Report all lines of the data below that hold the word "artwork".

**Supplied entries**
-*-*-
PR #31, opened 2015-05-05
Use gradle to build the Android App 

ened:
Also added a file browser so that users can select movies detected by Android MediaStore.

device-2015-05-05-160727


sdroege:
Thanks, looks good from a short review. This was on my todo list since quite some time already.
I'll take a closer look later and then merge :)

ened:
I got more! Once merged, we can start doing extensions to the player and add a proper UI. :-)

wandering7man:
Nice ;)

sdroege:
Oh yes, a proper UI would be awesome. Same for the iOS and GTK UI, or some to-be-written Qt UI. I'm not an UI person ;)

wandering7man:
Any ideas guys, why video streaming doesn't work on 2k+ screen resolution?:(
1024x768 work great;)

ened:
@sdroege with all the buzz around material design we should stick to it as close as possible, hence the Android player should probably be based on a standard Android Java stack.

sdroege:
@wandering7man maybe because of https://bugzilla.gnome.org/show_bug.cgi?id=731204 , but please report GStreamer related bugs there and not here please :)

@ened Sure

android/app/build.gradle
```diff
@@ -0,0 +1,66 @@
+apply plugin: 'com.android.application'
+
+android {
+    compileSdkVersion 22
+    buildToolsVersion "22.0.1"
+
+    defaultConfig {
+        applicationId "org.freedesktop.gstreamer.play"
+        minSdkVersion 19
+        targetSdkVersion 22
```
sdroege: Why such high versions? It should in theory all work with version 9

android/app/build.gradle
```diff
@@ -0,0 +1,66 @@
...
+    // Thank you http://stackoverflow.com/q/28878689/375209
+    tasks.withType(JavaCompile) {
+        compileTask -> compileTask.dependsOn ndkBuild
+    }
+
+    task ndkBuild(type: Exec) {
+        Properties properties = new Properties()
+        properties.load(project.rootProject.file('local.properties').newDataInputStream())
+        def ndkDir = properties.getProperty('ndk.dir')
+        environment GSTREAMER_SDK_ROOT_ANDROID: properties.getProperty('gstreamerSdk.dir')
```
sdroege: The variable names are supposed to be GSTREAMER_ROOT_ANDROID, without the SDK part :) And I guess as such it should also be gstreamer.dir and not gstreamerSdk.dir

android/app/src/main/java/org/freedesktop/gstreamer/play/VideoSelector.java
```diff
@@ -0,0 +1,142 @@
+package org.freedesktop.gstreamer.play;
+
```
sdroege: You might want to add some copyright/license header at the top of the file

android/app/src/main/jni/Android.mk
```diff
@@ -2,17 +2,23 @@ LOCAL_PATH := $(call my-dir)
...
 LOCAL_SHARED_LIBRARIES := gstreamer_android
 LOCAL_LDLIBS := -llog -landroid
+LOCAL_CFLAGS := -I$(GST_PATH)/lib/
 include $(BUILD_SHARED_LIBRARY)
 
 ifndef GSTREAMER_ROOT
-ifndef GSTREAMER_ROOT_ANDROID
-$(error GSTREAMER_ROOT_ANDROID is not defined!)
+ifndef GSTREAMER_SDK_ROOT_ANDROID
+$(error GSTREAMER_SDK_ROOT_ANDROID is not defined!)
```
sdroege: Same here, GSTREAMER_ROOT_ANDROID and not the SDK things.

sdroege:
Looks good except for some cosmetic things. Can you update the pull request accordingly, then I'll merge it :)

android/app/build.gradle
ened: You are right, it is too high.
I suggest to use 16 for the App, mostly because I do not have any older devices. ;-)
Anything lower will catch only about  < 10% of the devices in the market (according to https://developer.android.com/about/dashboards/index.html).

ened:
Done.

1. Do you have any artwork for the App icon? Anything we can remotely use? ;-)
2. I'm not sure if we need to keep maintaining `android/Makefile.am`, any thoughts?

ened:
& please let me know if you want all those commits squashed.

sdroege:
I'll squash them all together when merging if that makes sense, don't worry about that :) But your changes can't be merged with latest master it seems.

I don't have any artwork, no, but you could use the GStreamer logo probably: http://gstreamer.freedesktop.org/artwork/

For android/Makefile.am, it would be useful to keep that updated. Then one could just run "make dist" and get all the sources in a tar.gz, including the Android sources.

ened:
OK done. Let's put the app icon in the parking lot, it requires some dark pixel magic to get the logo ready for Android.

ened:
ic_launcher

Maybe this one. :)

android/app/src/main/jni/Application.mk
```diff
@@ -0,0 +1,2 @@
+APP_ABI := armeabi
+APP_PLATFORM := android-19
```
sdroege: Here it still says android-19

android/app/src/main/jni/Application.mk
```diff
@@ -0,0 +1,2 @@
+APP_ABI := armeabi
```
sdroege: Also add armeabi-v7a and x86 here :)

And inside the Android.mk you would then use something like this, and set those three variables:

ifeq ($(TARGET_ARCH_ABI),armeabi)
GSTREAMER_ROOT        := $(GSTREAMER_ROOT_ARM)
else ifeq ($(TARGET_ARCH_ABI),armeabi-v7a)
GSTREAMER_ROOT        := $(GSTREAMER_ROOT_ARMV7)
else ifeq ($(TARGET_ARCH_ABI),x86)
GSTREAMER_ROOT        := $(GSTREAMER_ROOT_X86)
else
$(error Target arch ABI not supported)
endif

android/app/build.gradle
```diff
@@ -0,0 +1,66 @@
+apply plugin: 'com.android.application'
+
+android {
+    compileSdkVersion 22
+    buildToolsVersion "22.0.1"
+
+    defaultConfig {
+        applicationId "org.freedesktop.gstreamer.play"
+        minSdkVersion 10
```
sdroege: Why not 9? :)

android/app/build.gradle
```diff
@@ -0,0 +1,66 @@
...
+        targetSdkVersion 22
```
sdroege: What is the difference between minSdkVersion and targetSdkVersion? Will the result run on android-9/10 or will it require setting the targetSdkVersion to those first?

ened: From the Android docs about **targetSdk**:
This attribute informs the system that you have tested against the target version and the system should not enable any compatibility behaviors to maintain your app's forward-compatibility with the target version. The application is still able to run on older versions (down to minSdkVersion).

sdroege: Makes sense

android/app/src/main/jni/Application.mk
ened: Should be `GSTREAMER_ROOT_ARM` -> `GSTREAMER_ROOT_ANDROID_ARM`. So we always build all architectures, good approach I think. :)

sdroege:
Thanks, merged :)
-*-*-
**Response to the task**
1. Do you have any artwork for the App icon? Anything we can remotely use? ;-)
I don't have any artwork, no, but you could use the GStreamer logo probably: http://gstreamer.freedesktop.org/artwork/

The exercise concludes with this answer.